DIRECTIONS:
Reprint all entries without any alteration.

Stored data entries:
== Segment start ==

PR #14755, opened 2022-11-14
tests: Make linearizability traffic extendable

serathius:
cc @ahrtr @geetasg

### DIFF
--- a/tests/linearizability/traffic.go
+++ b/tests/linearizability/traffic.go
@@ -17,48 +17,91 @@ package linearizability
 import (
 	"context"
 	"fmt"
+	"math/rand"
 	"time"
 
 	"golang.org/x/time/rate"
 )
 
 var (
-	PutGetTraffic Traffic = putGetTraffic{}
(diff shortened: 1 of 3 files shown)


tests/linearizability/traffic.go
```diff
@@ -17,48 +17,91 @@ package linearizability
...
 	"fmt"
+	"math/rand"
 	"time"
 
 	"golang.org/x/time/rate"
 )
 
 var (
-	PutGetTraffic Traffic = putGetTraffic{}
+	DefaultTraffic Traffic = readWriteSingleKey{key: "key", writes: []opChance{{operation: Put, chance: 100}}}
```
ahrtr, line 27: The only comment is not sure how will you extend the operation types (e.g, delete, txn). It may be difficult to extend the lineariziablity mode.

ahrtr (approved):
Overall looks good to me with comment, which can be discussed separately. 

Note that it isn't good to add too many code with a high level design diagram, otherwise it will be difficult for new contributors to warm up.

== Segment end ==

RESULT OF THE TASK:
PR #14755, opened 2022-11-14
tests: Make linearizability traffic extendable

serathius:
cc @ahrtr @geetasg

### DIFF
--- a/tests/linearizability/traffic.go
+++ b/tests/linearizability/traffic.go
@@ -17,48 +17,91 @@ package linearizability
 import (
 	"context"
 	"fmt"
+	"math/rand"
 	"time"
 
 	"golang.org/x/time/rate"
 )
 
 var (
-	PutGetTraffic Traffic = putGetTraffic{}
(diff shortened: 1 of 3 files shown)


tests/linearizability/traffic.go
```diff
@@ -17,48 +17,91 @@ package linearizability
...
 	"fmt"
+	"math/rand"
 	"time"
 
 	"golang.org/x/time/rate"
 )
 
 var (
-	PutGetTraffic Traffic = putGetTraffic{}
+	DefaultTraffic Traffic = readWriteSingleKey{key: "key", writes: []opChance{{operation: Put, chance: 100}}}
```
ahrtr, line 27: The only comment is not sure how will you extend the operation types (e.g, delete, txn). It may be difficult to extend the lineariziablity mode.

ahrtr (approved):
Overall looks good to me with comment, which can be discussed separately. 

Note that it isn't good to add too many code with a high level design diagram, otherwise it will be difficult for new contributors to warm up.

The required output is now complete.